Increasing Performance using Multi-Layer LSTM

Feb 02, 2017

In this tutorial, we will introduce multi-layer LSTM to increase the performanceof the model. Multi-layer can also be thought as multiple LSTM units. Thep erplexity will be decreased slightly as compared to single LSTM unit, explained in the previous article.

The multi-layer are simply the connection among several LSTM units, the output from one unit goes as an input to the others.
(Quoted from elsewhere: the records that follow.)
PR #515, opened 2020-01-14
Add .NET Core 3.1 TFM

NextTurn:
Only one warning left.

Do we want to ensure non-null return here?

https://github.com/microsoft/clrmd/blob/fb1fa753c54e35e3468612d8b6f27843c70619f3/src/Microsoft.Diagnostics.Runtime/src/Builders/RuntimeBuilder.cs#L192-L196

### DIFF
--- a/global.json
+++ b/global.json
@@ -1,6 +1,6 @@
 {
   "tools": {
-    "dotnet": "3.0.101"
+    "dotnet": "3.1.100"
   },
   "msbuild-sdks": {
     "Microsoft.DotNet.Arcade.Sdk": "5.0.0-beta.20055.1"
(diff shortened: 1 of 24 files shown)


leculver:
(The power and internet is going on and off at my house, so I may not be able to respond further today, depending on the weather situation.)

> Do we want to ensure non-null return here?

Interesting, it's surprising the compiler missed that before?  That function is intended to return `ClrModule?` also the method needs to lock _modules.  Can you replace that function with this:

We will use two units which will decrease the perplexity upto 5.7.

The code of the previous LSTM will be modified in the following way. Since we will use two LSTM units we need state and output for each.

  saved_output1 = tf.Variable(tf.zeros([batch_size, num_nodes]), trainable=False)
  saved_state1 = tf.Variable(tf.zeros([batch_size, num_nodes]), trainable=False) 
  saved_output2 = tf.Variable(tf.zeros([batch_size, num_nodes]), trainable=False)
  saved_state2 = tf.Variable(tf.zeros([batch_size, num_nodes]), trainable=False)

We will also change the embedding size because the dimensions will cause problems when the second unit of LSTM is called, the num_nodes and embedding size needs to be same.

embedding_size = 64
num_nodes = 64

Now we need to reduce the number of matrix multiplication. So far we have done total of 8 matmul, now we will reduce it to only 1. For that we will introduce the index numbers for each gate and also the weight initialization for gates will be combined in the following way. This step can also be done in the single unit LSTM.

  m_rows = 4
  m_input_index = 0
  m_forget_index = 1
  m_update_index = 2
  m_output_index = 3

  m_input_w = tf.Variable(tf.truncated_normal([m_rows, embedding_size, num_nodes], -0.1, 0.1))
  m_middle = tf.Variable(tf.truncated_normal([m_rows, num_nodes, num_nodes], -0.1, 0.1))
  m_biases = tf.Variable(tf.truncated_normal([m_rows, 1, num_nodes], -0.1, 0.1))
  m_saved_output = tf.Variable(tf.zeros([m_rows, batch_size, num_nodes]), trainable=False)
  m_input = tf.Variable(tf.zeros([m_rows, batch_size, num_nodes]), trainable=False)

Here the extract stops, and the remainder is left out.